Epigenomics is the study of the epigenome, which is a multitude of chemical compounds that direct the functioning genome as a whole.
These compounds bind to the DNA to activate or deactivate specific genes in the genome, thereby altering the way that it behaves. As a result, the epigenome may play a role in the regulation of protein production in some cells of the body.
The process of epigenomic compounds binding to DNA and exerting their effect on its function is referred to as “marking” the genome. The presence of these marks does not affect the sequencing of DNA but alters the function of the DNA.
There are two types of marks of an epigenomic compound, which are:
- DNA methylation: methyl groups of proteins can attach to the bases of DNA at specific receptor sites to directly affect the DNA in a genome. The binding of the methyl group can switch the gene on or off and lead to a change in the way the DNA interacts with other proteins.
- Histone modification: proteins can attach to histone proteins, which usually exist within the genome because DNA wraps around them. This changes the way that other proteins in the area interact with the region of DNA, to affect the DNA in the genome indirectly.
The epigenomic compounds can be passed on from one cell to another during the cell replication process to mark the next generation of cells. This means that they are heritable, but via cell meiosis and mitosis.
Changes to the epigenome
In the human genome, there are two copies of each gene – one from each parent. Epigenomic compounds play a role in determining which gene is active at any one time. Imprinting is the pattern that naturally regulates which copy of the gene is active at any one time and can be altered by the epigenome
Some health conditions are thought to be associated with a change in the imprinting of the genome. This includes conditions such as Beckwith-Wiedemann syndrome, Prader-Willi syndrome and Angelman syndrome.
Therefore, information that epigenomics can reveal about the nature of epigenomic imprinting and its effect on the human genome could be applied in medical practices i.e. diagnosis and treatment of these and related conditions. Some changes to the epigenome are also associated with an increased risk of cancer.
It is possible for the epigenome to change throughout the lifetime of an individual. This adjustment can be a normal response to environmental exposures and be a feature of human adaptability, but it may also have the potential to cause disease.
Some factors that may lead to changes in the epigenome to cause disease include smoking, diet, and infections.
Research about the epigenome
Researchers are currently attempting to map the locations and function of the various chemical marks of the epigenome, which can affect the function of DNA. Epigenomics is an important part of the research efforts to improve our understanding of human health and disease.

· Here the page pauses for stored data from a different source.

PR #465, opened 2023-04-09
Embrace 'nullptr'

Minty-Meeo:
Hello.  This PR is the next step of a multi-codebase crusade against using zero as a null pointer constant.  I have made a [PR for Imgui](https://github.com/ocornut/imgui/pull/6313) with similar changes.

### DIFF
--- a/implot.cpp
+++ b/implot.cpp
@@ -147,7 +147,7 @@ You can read releases logs https://github.com/epezent/implot/releases for more d
 
 // Global plot context
 #ifndef GImPlot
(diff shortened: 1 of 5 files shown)


ocornut:
Thank you!

@epezent I took the liberty to merge this. I contemplated adding the warning pragma/push warning disable as the big files in imgui codebase, but my main reason for not applying the same in imgui codebase don't apply nearly as much here so I thought it would be sane to simply go ahead and use nullptr.

epezent:
Thanks Omar!

PR #481, opened 2023-06-14
drag with entire dragrect

junho7:
Drag with entire dragrect rather than the point in the center


junho7:
I just added a few lines. But diff shows entire file has changed. Let me investigate it

PR #490, opened 2023-07-10
subplotsSizing demo crash correction

GGbaba:


epezent:
fixed in https://github.com/epezent/implot/commit/bfc1e0908e41018c98ad91be47fec846e9d4aea4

It is a new field because it was only recently discovered that the surrounding chemical compounds can change the way the genome functions. In the past, the sequence of DNA has been the core of genomic research.
In the future, it is hoped the epigenomic maps could provide information to health professionals about the health of an individual and aid in predicting their risk of developing certain health conditions or gauge their response to medical therapies.